Some social norms may continue to be seen in Ohio and other states if the recent findings of a new study are true. The paper in which the study’s findings are published examined many heterosexual couples and their economic viability. While many believe that men and women have equal rights, the two genders continue to have different pay grades. The researchers noted this and decided to create a whole study on the effects of this norm, which is often seen in marriages that turn into High Asset divorces.
According to the study, many men are still earning more than their wives, even during the ages between 22 and 34-a time when many couples are entering into their first marriages. The study found that many of these younger marriages have situations similar to the arguably outdated social norm that men earn more than women. Researchers reported that many of the women in these couples earn the same or slightly less. Fewer marriages in which the woman earned more than the man were seen during the research.
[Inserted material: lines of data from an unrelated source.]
PR #594, opened 2026-06-23
zml/io/vfs(hf): introduce parallel read

oboulant:
This PR attaches to `HF` object a long lived `DownloadPool` field. 

`DownloadPool` holds a `std.Io.Queue` and starts stateless workers. Each job, when dequeued from the queue an assigned to a worker, is responsible to retrieve **at most** `default_download_chunk_size` bytes of data from Hugging Face. 

When downloaded, the data goes directly to its destination buffer (no intermediate storage). 

All requests on `performRead()` post jobs to the same queue.

`default_download_chunk_size`, `default_workers`, `default_queue_capacity` are degrees of freedom and affect performance. Chosen values for `dma_chunk_size` and `parallelism` from `zml.io.load()` also affect performances. 

---

# Tests

For:
- `const default_download_chunk_size = 10 * 1024 * 1024`, 
- `const default_workers = 16`, 
- `const default_queue_capacity = 64`
- `dma_chunk_size = 256 * zml.MiB`

#### Non sharded

```
info (zml/io): Loaded tensor lm_head.weight: 1050673152 bytes [4.135s]
info (zml/io): Loaded tensor model.embed_tokens.weight: 1050673152 bytes [4.286s]
info (llama): Loaded weights [14.96GiB, 18.457s, 829.81MiB/s]
```
#### Sharded

```
info (zml/io): Loaded tensor lm_head.weight: 1050673152 bytes [4.235s]
info (zml/io): Loaded tensor model.embed_tokens.weight: 1050673152 bytes [6.643s]
info (llama): Loaded weights [14.96GiB, 24.056s, 636.69MiB/s]
```

#### Non sharded

```
info (zml/io): Loaded tensor model.embed_tokens.weight: 1050673152 bytes [3.011s]
info (zml/io): Loaded tensor lm_head.weight: 1050673152 bytes [3.234s]
info (llama): Loaded weights [14.96GiB, 20.439s, 749.36MiB/s]
```
#### Sharded

```
info (zml/io): Loaded tensor lm_head.weight: 1050673152 bytes [3.053s]
info (zml/io): Loaded tensor model.embed_tokens.weight: 1050673152 bytes [4.874s]
info (llama): Loaded weights [14.96GiB, 27.842s, 550.11MiB/s]
```

#### Non sharded

```
info (zml/io): Loaded tensor lm_head.weight: 1050673152 bytes [3.544s]
info (zml/io): Loaded tensor model.embed_tokens.weight: 1050673152 bytes [3.638s]
info (llama): Loaded weights [14.96GiB, 20.64s, 742.07MiB/s]
```
#### Sharded

```
info (zml/io): Loaded tensor lm_head.weight: 1050673152 bytes [3.48s]
info (zml/io): Loaded tensor model.embed_tokens.weight: 1050673152 bytes [5.667s]
info (llama): Loaded weights [14.96GiB, 35.428s, 432.32MiB/s]
```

According to the study, this drop-off in marriages as relative income earned by the woman increases and surpasses that of the man may be forcing some women to work less or not at all. It seems that some women who have the ability to earn as much as-if not more than-their husbands are deciding to live below their potential in order to keep the marriage stable.
Interestingly, household responsibilities are not divided as may be expected when a woman out-earns her husband. The study found that most women who earn less than their husbands take up more of the domestic responsibilities-the same applies when the woman earns more than her husband. Some speculate this may be in order to soothe the man’s feelings of economic inadequacy.